I'm analysing results from a RNA-seq experiment. My organism is an annotated yeast that has some effect on vitis. I have around 15 millions of reads per sample obtained with illumina pair-end, 90 bp length.
I have 2 strains, c13 and c24 which were cultivated in a control condition and one treatment, the experiment was performed with three replicates.
In summary I have:
C13_control (R1,R2,R3), C13_treat (R1,R2,R3)
C24_control (R1,R2,R3), C24_treat (R1,R2,R3)
I want to cheack the effect of my treatment over the yeast with Tuxedo protocol. At this point I have done Tophat alignment with my 12 samples. with my fasta genome indexed as DA and the following pipeline:
tophat -G annotation.gff3 -o out_folder DA c*_control_R*.fastq c*_treatment_R*.fastq
Checking my results I get something curious. Reads from my c13_control sample aligned only in a 4%, while the same strain, but on treatment map a 60% of the reads. In the other hand, read from my c24 strain map in both cases a 60%.

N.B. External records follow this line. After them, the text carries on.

Issue #854, opened 2018-08-06
AudioChannels are not advancing without registered `audioCallback`


sh-dave:
To handle muting all sound and music when our app goes into the background, i use `kha.audio2.Audio.audioCallback = null;` This seems to work at first, but exhibits a problem.

Every sound that is played during this `mute period` doesn't advance it's internal state, but will only do it once i set `kha.audio2.Audio.audioCallback` back to it's default mix function.

RobDangerous:
Hm, I didn't consider audioCallback = null to be more than a hack to silence the computer during development, for actual production use we should do something else (like setting the volume to zero and doing an early return in the mixer when there's nothing to mix).

sh-dave:
But it seemed such an easy fix **\*sigh\***

PR #855, opened 2018-08-06
[html5] implement audio muting/unmuting

sh-dave:
Is this anything as you proposed it in #854?

- use global gain nodes and connect children (the sounds to play) to it
- control global gain node via `mute/unmute()` in `kha.audio2.Audio` and `kha.js.MobileWebAudio`

### added public api

```haxe
class kha.audio2.Audio {
    public static function mute() { ... }
    public static function unmute() { ... }
}
```

### todo 
- dunno if or how to handle `AudiolementAudio`, `VirtualAudioElement`
- no public `master-volume` api yet, as i don't need that for now; but i guess it would be easy to implement via the global `GainNode`
- add mute / unmute stubs or implementations for the remaining backends


sh-dave:
@RobDangerous have any opinion on this?

RobDangerous:
Not yet sure, might prefer to implement that directly in the mixer for Audio2.

sh-dave:
i implemented that by just setting channel volumes to 0 in our app now

PR #891, opened 2018-10-02
Clean up

RblSb:
Fix defines, add System.language for WPF


RobDangerous:
Oh, that's nice. I like clean ups.

PR #892, opened 2018-10-02
fontGlyphs refactoring

RblSb:
This variable is static, so it makes no sense to pass it everywhere.
The iteration through the glyphs array is 20x faster in the case of [this test](https://try.haxe.org/#0669b) and should be much better in real code.


RblSb:
Additionally:
- Move charBlocks to g2.Graphics, make it private
- Add setter for fontGlyphs for generating charBlocks after fontGlyphs change, not with first drawString/Font.width/height
- use @:privateAccess for charBlocks in Kravur class
@RobDangerous, thoughts?

RobDangerous:
I don't understand @:privateAccess, goes way over my head.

If I ignore this result and I continue the protocol, when I observe my differencial expression in c13 the fold change is huge (even 30 times) and almost all the genes are significant, because obviously is comparing high expression in the treatment over my poor mapping in control, so I have the feeling that my control is not being a control. c24 instead, show a fewer number of genes with fold changes lower that 8 times.
I'm trying to find an explanation for this behaviour or find another approach to raise this problem, so I would appreciate any comment!